In this post, I am testing the IO limits for disks provided by KVM. Why should you configure the disk limits in your guests? If you have your KVM disks in a shared storage back-end, as I have, and you cannot control the operations inside your VPS, you should establish some limits for each disk. You should monitor your VPS IOPS load if you don’t want to suffer an overhead in your storage caused by one VPS consuming a lot of IOPS. One VPS can saturate the storage degrading too much the performance of the rest of VPS. This can be, because your VPS are administered by very different people/customers or because you don’t want that an operation you perform in one VPS (that needs high IOPS) can cause IOWAIT to other VPS.
I am using ISCSI with 10 SAS drives configured as RAID10 for my back-end storage. In this test I configured in the virtio disk 200 IOPS and 10MBs for max bandwidth.
The first tool I used to test the limits is hdparm inside the VPS. With hdparm I tested the max bandwidth I could get from the storage, because this tool performs a sequential access. Without the limits I got 156MB and with the disk limited I got the expected 10MB.

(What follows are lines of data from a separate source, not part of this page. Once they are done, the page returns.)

PR #331, opened 2025-01-20
Handle empty anonymous methods in `EmptyRoutine` instead of `EmptyBlock`

### LINKED ISSUE #315: EmptyBlock raises issue on empty anonymous methods, but EmptyRoutine does not
### Prerequisites

### SonarDelphi version

1.11.0

### SonarQube version

_No response_

### Issue description

EmptyBlock currently raises an issue on an empty anonymous method, while EmptyRoutine (which should) does not.

For example, the following raises a single EmptyBlock issue:

```
MyProcedure := procedure begin
    // I am empty for a reason!
  end;
```

This should be ignored by EmptyBlock, since the description states:

> **Exceptions**
> * Empty routine bodies (covered by the EmptyRoutine rule)

EmptyRoutine, on the other hand, should pick this up.

### Steps to reproduce

Scan the following code with SonarDelphi:

```delphi
unit Test;

interface

implementation

uses System.SysUtils;

function GetDummyProc: TProc;
begin
  Result := procedure begin
      // I am empty for a reason
    end;
end;

end.
```

_No response_

Cirras:
This PR excludes anonymous methods from `EmptyBlock` and flags them in `EmptyRoutine` instead.

Fixes #315.

### DIFF
--- a/CHANGELOG.md
+++ b/CHANGELOG.md
@@ -18,6 +18,9 @@ and this project adheres to [Semantic Versioning](https://semver.org/spec/v2.0.0
   - Library path (`DelphiLibraryPath`/`DelphiTranslatedLibraryPath`)
   - Browsing path (`DelphiBrowsingPath`)
   - Standard library
+- Empty anonymous methods are now flagged in `EmptyRoutine`.
+- **API:** `AnonymousMethodNode::getStatementBlock` method.
+- **API:** `AnonymousMethodNode::isEmpty` method.
 
 ## [1.12.2] - 2025-01-06
 
--- a/CHANGELOG.md
+++ b/CHANGELOG.md
@@ -18,6 +18,7 @@ and this project adheres to [Semantic Versioning](https://semver.org/spec/v2.0.0
   - Library path (`DelphiLibraryPath`/`DelphiTranslatedLibraryPath`)
   - Browsing path (`DelphiBrowsingPath`)
   - Standard library
+- Empty anonymous methods are now ignored in `EmptyBlock`.
 - Empty anonymous methods are now flagged in `EmptyRoutine`.
 - **API:** `AnonymousMethodNode::getStatementBlock` method.
 - **API:** `AnonymousMethodNode::isEmpty` method.
--- a/delphi-checks/src/main/java/au/com/integradev/delphi/checks/EmptyRoutineCheck.java
+++ b/delphi-checks/src/main/java/au/com/integradev/delphi/checks/EmptyRoutineCheck.java
@@ -20,10 +20,12 @@ package au.com.integradev.delphi.checks;
 
 import au.com.integradev.delphi.utils.InterfaceUtils;
 import org.sonar.check.Rule;
+import org.sonar.plugins.communitydelphi.api.ast.AnonymousMethodNode;
 import org.sonar.plugins.communitydelphi.api.ast.DelphiNode;
 import org.sonar.plugins.communitydelphi.api.ast.RoutineImplementationNode;
 import org.sonar.plugins.communitydelphi.api.check.DelphiCheck;
 import org.sonar.plugins.communitydelphi.api.check.DelphiCheckContext;
+import org.sonar.plugins.communitydelphi.api.check.FilePosition;
 import org.sonar.plugins.communitydelphi.api.symbol.declaration.RoutineDirective;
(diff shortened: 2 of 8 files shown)


delphi-checks/src/main/java/au/com/integradev/delphi/checks/EmptyRoutineCheck.java
```diff
@@ -42,6 +44,18 @@ public DelphiCheckContext visit(RoutineImplementationNode routine, DelphiCheckCo
     return super.visit(routine, context);
   }
 
+  @Override
+  public DelphiCheckContext visit(AnonymousMethodNode anonymousMethod, DelphiCheckContext context) {
+    if (anonymousMethod.isEmpty() && shouldAddViolation(anonymousMethod)) {
```
fourls, line 49: It seems odd to have `anonymousMethod.isEmpty()`, one of the two criteria for whether a violation should be added, outside of `shouldAddViolation`. Could we refactor so that this is inside `shouldAddViolation`? Same with the existing `RoutineImplementationNode` code.

CHANGELOG.md
```diff
@@ -18,6 +18,8 @@ and this project adheres to [Semantic Versioning](https://semver.org/spec/v2.0.0
   - Library path (`DelphiLibraryPath`/`DelphiTranslatedLibraryPath`)
   - Browsing path (`DelphiBrowsingPath`)
   - Standard library
+- Empty anonymous methods are now ignored in `EmptyBlock`.
+- Empty anonymous methods are now flagged in `EmptyRoutine`.
```
fourls, line 22: API additions to `AnonymousMethodNode` should be mentioned in the changelog.

delphi-frontend/src/main/java/org/sonar/plugins/communitydelphi/api/ast/AnonymousMethodNode.java
```diff
@@ -41,4 +41,8 @@ public interface AnonymousMethodNode extends ExpressionNode {
   boolean isFunction();
 
   boolean isProcedure();
+
+  CompoundStatementNode getStatementBlock();
+
+  boolean isEmpty();
```
fourls, line 47: What's your reasoning for having `isEmpty()` as a separate function on `AnonymousMethodNode`, when an API consumer could just use the more declarative `getStatementBlock().isEmpty()`?

fourls (changes requested):
Looks pretty good! I have a couple of comments.

delphi-frontend/src/main/java/org/sonar/plugins/communitydelphi/api/ast/AnonymousMethodNode.java
Cirras: Symmetry with the `RoutineNode` API, mostly.

CHANGELOG.md
Cirras: Good catch, knew I was forgetting something!

delphi-checks/src/main/java/au/com/integradev/delphi/checks/EmptyRoutineCheck.java
Cirras: Done.

delphi-checks/src/main/java/au/com/integradev/delphi/checks/EmptyRoutineCheck.java
```diff
@@ -59,4 +76,11 @@ private static boolean shouldAddViolation(RoutineImplementationNode routine) {
         && !declaration.hasDirective(RoutineDirective.VIRTUAL)
         && !InterfaceUtils.implementsMethodOnInterface(declaration);
   }
+
+  private static boolean shouldAddViolation(AnonymousMethodNode anonymousMethod) {
+    if (!anonymousMethod.isEmpty()) {
+      return false;
+    }
+    return anonymousMethod.getStatementBlock().getComments().isEmpty();
```
fourls, line 84: This can be a single statement:
```suggestion
  return anonymousMethod.isEmpty() && anonymousMethod.getStatementBlock().getComments().isEmpty();
```

fourls (changes requested):
Just one note. Looks good otherwise.

fourls (approved):
Looks good!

hdparm with no limits on the disk:
# hdparm -t /dev/vda
/dev/vda:
Timing buffered disk reads: 472 MB in 3.02 seconds = 156.36 MB/sec
hdparm with the disk limited to 10MBs:
# hdparm -t /dev/vda
/dev/vda:
Timing buffered disk reads: 32 MB in 3.02 seconds = 10.61 MB/sec
We can verify that the limits are perfectly applied. I used another tool, iometer, to verify the limits, because iometer has many configuration options to test them. To test the max bandwidth I configured a iometer test with a 256KB transfer request and 100% secuencial read access. With this iometer test I got a very similar value to hdparm with no limits on the disk:
And with the disk limited to 10MBs I got again the same value:
Ok, we know that the max bandwidth limits are applied perfectly well. I wanted to test too the KVM disk limited by IOPS instead of bandwidth. I configured the disk limited to 200IOPS and to test this limit I made a new iometer test, but this time with a 512B transfer rate and 100% sequential read access.
With the disk no limited and disk cache set to none I got about 1800 IOPS:
With the disk limited to 200 IOPS I got exactly 200IOPS avg:
The IO limits are applied perfectly well for the VPS and another very important point: These limits are applied regardless of the disk cache mode used. If you use writeback cache mode, you can get many more IOPS in the guest than if you use cache mode set to none, but if you set IO limits on the disk you will get exactly the same IOPS in the guest. Ok, I use cache mode set to none for almost all VPS, so what limits should I configure to prevent abusive use of the storage?
Well, this is very dependant on the workload, but for me, the most painful IO operations I suffered, are from those that demand very sequential access, like creating a large tar.gz, making backups or the process of booting the VPS.
I want to limit the guest IOPS, but without affecting to much the performance of the guest. To archive this I configure 10MB for max bandwidth (reading and writing), 200IOPS for reading and 180IOPS for writing. After some time using these limits, I guess the VPS are hiting the bandwidth limit time to time. For example the VPS boot process lasts a bit longer, but after booting the VPS have an acceptable performance and the entire storage performance are better managed.